Bundesnotarordnung
| 4. Teil - Übergangs- und Schlußbestimmungen (§§ 111 - 121) |
Für das Land Baden-Württemberg gelten folgende besondere Vorschriften:
(1) Neben Notaren nach § 3 Abs. 1 können Notare im Landesdienst bestellt werden.
(2) Notare im Landesdienst, die sich um eine Bestellung zum Notar nach § 3 Abs. 1 bewerben, stehen Bewerbern gleich, die einen dreijährigen Anwärterdienst als Notarassessor geleistet haben und sich im Anwärterdienst des Landes Baden-Württemberg befinden. Das Gleiche gilt für Personen, welche die Voraussetzungen für die Ernennung zum Bezirksnotar erfüllen. § 5 Satz 1 zweiter Halbsatz gilt insoweit nicht. § 6 Abs. 3 gilt mit der Maßgabe, dass auch der berufliche Werdegang der Bewerber zu berücksichtigen ist, vor allem die im Justizdienst des Landes erbrachten Leistungen.
(3) Dieses Gesetz gilt für die Notare im Landesdienst nicht. Die Vorschriften über ihre Dienstverhältnisse, ihre Zuständigkeit und das von ihnen bei ihrer Amtstätigkeit zu beachtende Verfahren einschließlich des Rechtsmittelzugs bleiben unberührt.
(4) Die Notare im Landesdienst sind berechtigt, einer in Baden-Württemberg gebildeten Notarkammer als Mitglieder ohne Stimmrecht beizutreten. Dem Vorstand einer Notarkammer, der Notare im Landesdienst angehören, gehört für das badische und für das württembergische Rechtsgebiet je ein Notar im Landesdienst an, der nicht stimmberechtigt ist. Er nimmt auch an den Vertreterversammlungen der Bundesnotarkammer ohne Stimmrecht teil.
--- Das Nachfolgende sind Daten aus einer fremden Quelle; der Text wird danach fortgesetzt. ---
Issue #64, opened 2025-02-14
Make dataloader and model configurable


yawenzzzz:
Make dataloader & modal configurable in `olmo_core_proto.py`

PR #65, opened 2025-02-14
Make dataloader & model configurable

yawenzzzz:
Issue #64, add configuration & validate

- [x] make dataset & dataloader configurable
- [x] make model configurable
- [x] fix hardcoded patch_size in multiple places
- [x] make train_module model agnostic

### DIFF
--- a/helios/train/train_module/latent_mim.py
+++ b/helios/train/train_module/latent_mim.py
@@ -1,6 +1,6 @@
 """Training and optimizer abstraction for Helios."""
 
-from dataclasses import dataclass, field
+from dataclasses import dataclass
 from logging import getLogger
 from typing import Any
 
@@ -40,8 +40,8 @@ class LatentMIMTrainModuleConfig(HeliosTrainModuleConfig):
         ema_decay: EMA decay rate for target encoder (default: 0.99).
     """
 
-    loss_config: LossConfig = field(init=False)
-    masking_config: MaskingConfig = field(init=False)
+    loss_config: LossConfig = LossConfig(loss_config={"type": "patch_discrimination"})
+    masking_config: MaskingConfig = MaskingConfig(strategy_config={"type": "random"})
     ema_decay: float = 0.99
 
     def build(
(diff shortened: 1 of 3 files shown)


helios/data/dataloader.py
```diff
@@ -356,4 +358,49 @@ def __iter__(self) -> Iterator[HeliosSample]:
...
+    def validate(self) -> None:
+        """Validate the configuration."""
+        if self.work_dir is None:
+            raise ValueError("Work directory is not set")
+
+    def build(
+        self, dataset: HeliosDataset, collator: Callable = default_collate
+    ) -> "HeliosDataLoader":
+        """Build the HeliosDataLoader."""
+        if not isinstance(dataset, HeliosDataset):
```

Der Notar im Landesdienst und sein Vertreter werden von den Notaren im Landesdienst nach Rechtsgebieten aus dem Kreis derjenigen Notare im Landesdienst gewählt, die der Notarkammer beigetreten sind.
(5) Zugang zum Anwärterdienst im Sinne des § 7 hat auch, wer die Befähigung für die Laufbahn des Bezirksnotars besitzt. Die Landesjustizverwaltung kann davon absehen, Personen mit Befähigung zum Richteramt nach dem Deutschen Richtergesetz in den Anwärterdienst zu übernehmen, wenn geeignete Bewerber mit Befähigung für die Laufbahn des Bezirksnotars nach Satz 1 zur Verfügung stehen; die Auswahl unter solchen Bewerbern ist nach der persönlichen und fachlichen Eignung unter besonderer Berücksichtigung des Ergebnisses der Laufbahnprüfung vorzunehmen. Wer einen dreijährigen Anwärterdienst geleistet hat und sich im Anwärterdienst des Landes Baden-Württemberg befindet, gilt als befähigt im Sinne des § 5.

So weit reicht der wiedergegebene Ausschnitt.